What needs to be done » In full and without change, return each entry.

#####

PR #11, opened 2024-07-08
Port over the existing tests and set up CI

kaitejohnson:
This PR moves over the existing testing infrastructure from https://github.com/CDCgov/wastewater-informed-covid-forecasting, and modifies the tests as needed to fit the new functions. It also sets up CI to run the tests every time there is a PR into main or prod. Other scope creep things it does:
- adds documentation to the `data` using `data.R` 
- includes some but not complete set of examples for exported functions

Definitely need to figure out how to set up caching because the `r-cmd-check` is taking on the order of 20 min to fail :(  I think this can be a separate issue though. 

Do we want to set up any other CI? For example, I know @zsusswein set up code-cov (we would not do well right now....) and also a check to make sure that the change log( `NEWS.md`) was updated every time a PR merges to main 

Need to have main merged in once #5  is merged


kaitejohnson:
Fixing up a few things but think this is almost ready @dylanhmorris however, I don't the `pkgdown` is working correctly. When I go to `Settings >Pages` it says that it was deployed 2 weeks ago, and I think it should have been deployed with the latest merge to main?

kaitejohnson:
> Fixing up a few things but think this is almost ready @dylanhmorris however, I don't the `pkgdown` is working correctly. When I go to `Settings >Pages` it says that it was deployed 2 weeks ago, and I think it should have been deployed with the latest merge to main?

Edit: added `main` to `pkgdown.yaml`, and presuming this should fix it. This is ready for review. Note I moved the COVID delay distributions to `delay_distribs.R` to keep them as internal package functions.

R/postprocess.R
dylanhmorris, line 1: Looks like this file got accidentally reintroduced.

dylanhmorris (changes requested):

R/postprocess.R
kaitejohnson: Whoops, just fixed

kaitejohnson:
@dylanhmorris this is ready for re-review

R/get_stan_data.R
```diff
@@ -476,7 +476,7 @@ get_ww_values <- function(ww_data,
 
     # Get the vector of log wastewater concentrations
     log_conc <- ww_data |>
-      dplyr::mutate(log_conc = as.numeric(log(!!sym(
+      dplyr::mutate(log_conc = as.numeric(log(!!rlang::sym(
         ww_measurement_col_name
       ) + 1e-8))) |>
```
dylanhmorris, line 481: I'd use the `.data` pronoun here. NB [some R CMD check details](https://rlang.r-lib.org/reference/dot-data.html#where-does-data-live-)

```suggestion
      dplyr::mutate(log_conc = as.numeric(log(.data[[ww_measurement_col_name]] + 1e-8))) |>
```

Also, why is the `as.numeric()` call needed?

dylanhmorris: Would be good to make the small added on value (here `1e-8`) configurable, but that can be a separate PR.

R/wwinference.R
```diff
@@ -27,6 +27,10 @@
 #' user based on the date they are producing a forecast
 #' @param mcmc_options The MCMC parameters as defined using
 #' `get_mcmc_options()`.
+#' @param spec_inits Boolean indicating whether or not to specify the
+#' initialization of the sampler, default is `TRUE`, meaning that the
+#' initialization lists will be passed to the `cmdstanr::sample()`
+#' function
```
dylanhmorris, line 33: Passing `init = NULL` to the `sample()` method of a `CmdStanModel` object leads to random initis (see [docs](mdstanr/reference/model-method-sample.html).

So instead of having the if/else on `spec_inits` in your fitting code, I'd do something like:

```R
init_lists <- NULL
if(spec_inits) {
  init_lists <- c()
    init_lists[[i]] <- get_inits(stan_data, params)
  }
}
```

I'd also consider naming this flag something like `generate_initial_values`, since `spec_inits` slightly clashes with the `model_spec` argument.

inst/stan/simplewwinference.stan
dylanhmorris, line 1: Did you mean to reintroduce this?

dylanhmorris (changes requested):
A few things

DESCRIPTION
```diff
@@ -72,12 +72,19 @@ Imports:
     RcppTOML,
     cli,
     tibble,
+    usethis,
```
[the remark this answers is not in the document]
kaitejohnson: Argh my bad

DESCRIPTION
```diff
@@ -72,12 +72,19 @@ Imports:
...
     tidybayes,
     tidyr,
     purrr,
     withr,
     cmdstanr (>= 0.8.0),
     rlang,
-    scales
+    scales,
+    ggplot2,
+    rcmdcheck,
```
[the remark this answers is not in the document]
kaitejohnson: rcmdcheck? or scales?

DESCRIPTION
```diff
@@ -72,12 +72,19 @@ Imports:
...
+    posterior,
+    knitr
```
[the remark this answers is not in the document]
kaitejohnson: I think just the vignette

DESCRIPTION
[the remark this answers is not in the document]
dylanhmorris: `rcmdcheck`

data-raw/covid_pmfs.R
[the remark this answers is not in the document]
kaitejohnson: They're not exported package functions, just internal functions! My understanding was that everything in the `R/` can be used by its function name in the package, but only certain functions are "exported" to be on the user side?

R/get_stan_data.R
kaitejohnson: Hmm the `as.numeric()` was probably a holdover from a previous syntax that wasnt working properly. This makes sense.

DESCRIPTION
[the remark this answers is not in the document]
kaitejohnson: I think its the same thing as `data-raw/` I will add it to the exclusions in the `check R dependencies`

inst/stan/simplewwinference.stan
kaitejohnson: Whoops no!

data-raw/covid_pmfs.R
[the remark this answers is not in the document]
dylanhmorris: The gotcha here is that the data recipe `.R` scripts stored in `data-raw` are not themselves internal to the package, so they don't "know" about functions defined in `R/`

DESCRIPTION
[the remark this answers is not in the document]
dylanhmorris: okay, then it should be removed from `Depends:`

R/wwinference.R
```diff
@@ -27,6 +27,10 @@
 #' user based on the date they are producing a forecast
 #' @param mcmc_options The MCMC parameters as defined using
 #' `get_mcmc_options()`.
+#' @param generate_initial_values Boolean indicating whether or not to specify
+#' the initialization of the sampler, default is `TRUE`, meaning that the
+#' initialization lists will be passed to the `cmdstanr::sample()`
```
dylanhmorris, line 32:
```suggestion
#' the initialization of the sampler, default is `TRUE`, meaning that
#' initialization lists will be generated and passed as the `init` argument 
#' to the model object [`$sample()`][cmdstanr::model-method-sample] call.
```

dylanhmorris (commented):
Minor wording suggestion

dylanhmorris (approved):
Provided the CI checks pass this LGTM!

#####

Solution to the exercise »
PR #11, opened 2024-07-08
Port over the existing tests and set up CI

kaitejohnson:
This PR moves over the existing testing infrastructure from https://github.com/CDCgov/wastewater-informed-covid-forecasting, and modifies the tests as needed to fit the new functions. It also sets up CI to run the tests every time there is a PR into main or prod. Other scope creep things it does:
- adds documentation to the `data` using `data.R` 
- includes some but not complete set of examples for exported functions

Definitely need to figure out how to set up caching because the `r-cmd-check` is taking on the order of 20 min to fail :(  I think this can be a separate issue though. 

Do we want to set up any other CI? For example, I know @zsusswein set up code-cov (we would not do well right now....) and also a check to make sure that the change log( `NEWS.md`) was updated every time a PR merges to main 

Need to have main merged in once #5  is merged


kaitejohnson:
Fixing up a few things but think this is almost ready @dylanhmorris however, I don't the `pkgdown` is working correctly. When I go to `Settings >Pages` it says that it was deployed 2 weeks ago, and I think it should have been deployed with the latest merge to main?

kaitejohnson:
> Fixing up a few things but think this is almost ready @dylanhmorris however, I don't the `pkgdown` is working correctly. When I go to `Settings >Pages` it says that it was deployed 2 weeks ago, and I think it should have been deployed with the latest merge to main?

Edit: added `main` to `pkgdown.yaml`, and presuming this should fix it. This is ready for review. Note I moved the COVID delay distributions to `delay_distribs.R` to keep them as internal package functions.

R/postprocess.R
dylanhmorris, line 1: Looks like this file got accidentally reintroduced.

dylanhmorris (changes requested):

R/postprocess.R
kaitejohnson: Whoops, just fixed

kaitejohnson:
@dylanhmorris this is ready for re-review

R/get_stan_data.R
```diff
@@ -476,7 +476,7 @@ get_ww_values <- function(ww_data,
 
     # Get the vector of log wastewater concentrations
     log_conc <- ww_data |>
-      dplyr::mutate(log_conc = as.numeric(log(!!sym(
+      dplyr::mutate(log_conc = as.numeric(log(!!rlang::sym(
         ww_measurement_col_name
       ) + 1e-8))) |>
```
dylanhmorris, line 481: I'd use the `.data` pronoun here. NB [some R CMD check details](https://rlang.r-lib.org/reference/dot-data.html#where-does-data-live-)

```suggestion
      dplyr::mutate(log_conc = as.numeric(log(.data[[ww_measurement_col_name]] + 1e-8))) |>
```

Also, why is the `as.numeric()` call needed?

dylanhmorris: Would be good to make the small added on value (here `1e-8`) configurable, but that can be a separate PR.

R/wwinference.R
```diff
@@ -27,6 +27,10 @@
 #' user based on the date they are producing a forecast
 #' @param mcmc_options The MCMC parameters as defined using
 #' `get_mcmc_options()`.
+#' @param spec_inits Boolean indicating whether or not to specify the
+#' initialization of the sampler, default is `TRUE`, meaning that the
+#' initialization lists will be passed to the `cmdstanr::sample()`
+#' function
```
dylanhmorris, line 33: Passing `init = NULL` to the `sample()` method of a `CmdStanModel` object leads to random initis (see [docs](mdstanr/reference/model-method-sample.html).

So instead of having the if/else on `spec_inits` in your fitting code, I'd do something like:

```R
init_lists <- NULL
if(spec_inits) {
  init_lists <- c()
    init_lists[[i]] <- get_inits(stan_data, params)
  }
}
```

I'd also consider naming this flag something like `generate_initial_values`, since `spec_inits` slightly clashes with the `model_spec` argument.

inst/stan/simplewwinference.stan
dylanhmorris, line 1: Did you mean to reintroduce this?

dylanhmorris (changes requested):
A few things

DESCRIPTION
```diff
@@ -72,12 +72,19 @@ Imports:
     RcppTOML,
     cli,
     tibble,
+    usethis,
```
[the remark this answers is not in the document]
kaitejohnson: Argh my bad

DESCRIPTION
```diff
@@ -72,12 +72,19 @@ Imports:
...
     tidybayes,
     tidyr,
     purrr,
     withr,
     cmdstanr (>= 0.8.0),
     rlang,
-    scales
+    scales,
+    ggplot2,
+    rcmdcheck,
```
[the remark this answers is not in the document]
kaitejohnson: rcmdcheck? or scales?

DESCRIPTION
```diff
@@ -72,12 +72,19 @@ Imports:
...
+    posterior,
+    knitr
```
[the remark this answers is not in the document]
kaitejohnson: I think just the vignette

DESCRIPTION
[the remark this answers is not in the document]
dylanhmorris: `rcmdcheck`

data-raw/covid_pmfs.R
[the remark this answers is not in the document]
kaitejohnson: They're not exported package functions, just internal functions! My understanding was that everything in the `R/` can be used by its function name in the package, but only certain functions are "exported" to be on the user side?

R/get_stan_data.R
kaitejohnson: Hmm the `as.numeric()` was probably a holdover from a previous syntax that wasnt working properly. This makes sense.

DESCRIPTION
[the remark this answers is not in the document]
kaitejohnson: I think its the same thing as `data-raw/` I will add it to the exclusions in the `check R dependencies`

inst/stan/simplewwinference.stan
kaitejohnson: Whoops no!

data-raw/covid_pmfs.R
[the remark this answers is not in the document]
dylanhmorris: The gotcha here is that the data recipe `.R` scripts stored in `data-raw` are not themselves internal to the package, so they don't "know" about functions defined in `R/`

DESCRIPTION
[the remark this answers is not in the document]
dylanhmorris: okay, then it should be removed from `Depends:`

R/wwinference.R
```diff
@@ -27,6 +27,10 @@
 #' user based on the date they are producing a forecast
 #' @param mcmc_options The MCMC parameters as defined using
 #' `get_mcmc_options()`.
+#' @param generate_initial_values Boolean indicating whether or not to specify
+#' the initialization of the sampler, default is `TRUE`, meaning that the
+#' initialization lists will be passed to the `cmdstanr::sample()`
```
dylanhmorris, line 32:
```suggestion
#' the initialization of the sampler, default is `TRUE`, meaning that
#' initialization lists will be generated and passed as the `init` argument 
#' to the model object [`$sample()`][cmdstanr::model-method-sample] call.
```

dylanhmorris (commented):
Minor wording suggestion

dylanhmorris (approved):
Provided the CI checks pass this LGTM!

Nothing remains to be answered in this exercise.